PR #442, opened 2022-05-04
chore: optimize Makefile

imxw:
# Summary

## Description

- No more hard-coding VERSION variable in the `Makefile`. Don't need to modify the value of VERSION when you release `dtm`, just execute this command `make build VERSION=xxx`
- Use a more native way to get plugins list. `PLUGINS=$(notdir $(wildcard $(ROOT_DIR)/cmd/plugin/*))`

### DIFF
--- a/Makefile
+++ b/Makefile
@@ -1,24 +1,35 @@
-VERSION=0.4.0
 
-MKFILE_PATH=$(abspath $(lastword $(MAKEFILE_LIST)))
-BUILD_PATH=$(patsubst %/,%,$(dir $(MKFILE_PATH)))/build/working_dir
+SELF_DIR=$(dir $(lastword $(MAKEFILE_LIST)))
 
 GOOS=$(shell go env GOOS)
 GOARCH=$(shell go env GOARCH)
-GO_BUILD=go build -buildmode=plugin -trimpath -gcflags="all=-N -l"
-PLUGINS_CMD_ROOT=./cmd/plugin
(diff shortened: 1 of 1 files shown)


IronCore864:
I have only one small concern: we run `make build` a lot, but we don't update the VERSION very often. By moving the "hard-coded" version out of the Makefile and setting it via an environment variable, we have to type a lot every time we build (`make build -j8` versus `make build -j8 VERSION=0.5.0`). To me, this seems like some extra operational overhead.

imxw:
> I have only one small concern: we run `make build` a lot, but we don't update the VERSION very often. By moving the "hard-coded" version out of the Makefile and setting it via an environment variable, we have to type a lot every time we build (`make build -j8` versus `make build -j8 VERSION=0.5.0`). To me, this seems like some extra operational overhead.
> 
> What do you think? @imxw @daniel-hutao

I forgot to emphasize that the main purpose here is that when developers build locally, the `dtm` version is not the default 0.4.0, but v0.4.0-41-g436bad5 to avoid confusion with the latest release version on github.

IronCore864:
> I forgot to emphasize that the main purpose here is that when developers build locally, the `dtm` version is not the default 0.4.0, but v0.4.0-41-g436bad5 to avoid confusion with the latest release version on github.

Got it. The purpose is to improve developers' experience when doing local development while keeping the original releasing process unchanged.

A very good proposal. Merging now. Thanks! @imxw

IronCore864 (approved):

__________________________________________________

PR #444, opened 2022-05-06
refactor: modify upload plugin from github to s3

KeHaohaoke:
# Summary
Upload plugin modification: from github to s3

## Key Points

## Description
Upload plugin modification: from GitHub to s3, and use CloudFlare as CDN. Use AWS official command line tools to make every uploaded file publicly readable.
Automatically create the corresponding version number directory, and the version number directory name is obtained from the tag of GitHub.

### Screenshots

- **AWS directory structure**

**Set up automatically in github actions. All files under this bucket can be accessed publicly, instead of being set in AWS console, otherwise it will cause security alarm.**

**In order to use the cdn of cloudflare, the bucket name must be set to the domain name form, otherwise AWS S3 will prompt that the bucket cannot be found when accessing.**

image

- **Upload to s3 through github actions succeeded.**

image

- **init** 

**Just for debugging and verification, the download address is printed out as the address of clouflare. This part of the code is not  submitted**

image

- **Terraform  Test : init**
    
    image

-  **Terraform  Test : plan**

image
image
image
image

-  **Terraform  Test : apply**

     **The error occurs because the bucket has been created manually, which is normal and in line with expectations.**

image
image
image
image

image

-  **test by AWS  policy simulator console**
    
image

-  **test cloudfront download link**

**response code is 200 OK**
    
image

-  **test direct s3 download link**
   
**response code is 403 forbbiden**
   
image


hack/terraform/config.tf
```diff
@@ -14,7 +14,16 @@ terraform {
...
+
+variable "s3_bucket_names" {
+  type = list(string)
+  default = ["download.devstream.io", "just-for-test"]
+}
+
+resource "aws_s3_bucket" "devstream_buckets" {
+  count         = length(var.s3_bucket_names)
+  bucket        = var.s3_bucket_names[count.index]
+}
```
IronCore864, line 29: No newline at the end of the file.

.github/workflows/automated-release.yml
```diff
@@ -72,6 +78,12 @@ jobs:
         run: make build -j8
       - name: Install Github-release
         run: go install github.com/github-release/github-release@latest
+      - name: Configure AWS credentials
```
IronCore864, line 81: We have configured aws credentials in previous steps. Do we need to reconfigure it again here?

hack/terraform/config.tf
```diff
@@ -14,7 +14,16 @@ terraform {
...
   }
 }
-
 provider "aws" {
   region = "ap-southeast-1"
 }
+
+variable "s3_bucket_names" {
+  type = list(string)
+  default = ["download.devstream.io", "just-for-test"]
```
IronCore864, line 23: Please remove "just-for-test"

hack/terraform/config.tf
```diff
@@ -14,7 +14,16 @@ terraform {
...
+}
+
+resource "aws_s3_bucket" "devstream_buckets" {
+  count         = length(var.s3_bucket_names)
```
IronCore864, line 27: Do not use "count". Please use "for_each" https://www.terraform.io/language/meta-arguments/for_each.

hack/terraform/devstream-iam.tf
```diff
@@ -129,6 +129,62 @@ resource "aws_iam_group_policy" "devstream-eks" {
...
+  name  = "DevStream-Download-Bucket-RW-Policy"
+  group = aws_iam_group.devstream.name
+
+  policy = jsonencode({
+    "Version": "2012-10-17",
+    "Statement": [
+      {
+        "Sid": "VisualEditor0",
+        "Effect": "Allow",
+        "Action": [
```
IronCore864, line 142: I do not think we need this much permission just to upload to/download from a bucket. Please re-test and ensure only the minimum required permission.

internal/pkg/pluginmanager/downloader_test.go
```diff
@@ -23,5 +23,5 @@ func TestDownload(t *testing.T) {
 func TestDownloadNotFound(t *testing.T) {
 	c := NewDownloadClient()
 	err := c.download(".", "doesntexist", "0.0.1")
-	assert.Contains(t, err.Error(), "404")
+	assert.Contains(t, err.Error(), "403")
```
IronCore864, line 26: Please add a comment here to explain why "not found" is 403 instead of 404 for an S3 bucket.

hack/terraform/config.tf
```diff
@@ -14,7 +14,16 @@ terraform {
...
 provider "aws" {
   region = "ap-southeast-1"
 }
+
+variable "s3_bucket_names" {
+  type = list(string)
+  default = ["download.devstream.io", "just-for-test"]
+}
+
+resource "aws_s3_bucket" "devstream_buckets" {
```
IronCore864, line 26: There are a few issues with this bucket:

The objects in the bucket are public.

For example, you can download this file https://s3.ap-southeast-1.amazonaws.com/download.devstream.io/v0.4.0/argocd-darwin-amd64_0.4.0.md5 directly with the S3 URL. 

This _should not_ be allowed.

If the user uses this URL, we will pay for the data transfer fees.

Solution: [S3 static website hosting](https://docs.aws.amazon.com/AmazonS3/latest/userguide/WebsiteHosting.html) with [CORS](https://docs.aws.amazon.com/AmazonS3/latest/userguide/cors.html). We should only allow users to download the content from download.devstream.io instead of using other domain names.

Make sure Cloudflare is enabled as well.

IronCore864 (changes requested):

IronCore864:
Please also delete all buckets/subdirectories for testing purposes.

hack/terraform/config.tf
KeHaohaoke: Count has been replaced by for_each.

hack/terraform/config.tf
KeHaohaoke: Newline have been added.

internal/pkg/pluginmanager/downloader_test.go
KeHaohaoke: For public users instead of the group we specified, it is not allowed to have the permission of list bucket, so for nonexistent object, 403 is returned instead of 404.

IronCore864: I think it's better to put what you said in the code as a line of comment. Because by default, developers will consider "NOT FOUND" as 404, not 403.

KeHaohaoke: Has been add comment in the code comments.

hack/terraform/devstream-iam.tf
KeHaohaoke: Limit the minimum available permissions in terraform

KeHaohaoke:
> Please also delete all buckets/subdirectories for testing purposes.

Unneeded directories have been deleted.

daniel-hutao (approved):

__________________________________________________

**TASK BRIEF**
Go through the listing, find each line with the word "allowed", and copy it.

**OUTPUT OF THE TASK**
This _should not_ be allowed.
KeHaohaoke: For public users instead of the group we specified, it is not allowed to have the permission of list bucket, so for nonexistent object, 403 is returned instead of 404.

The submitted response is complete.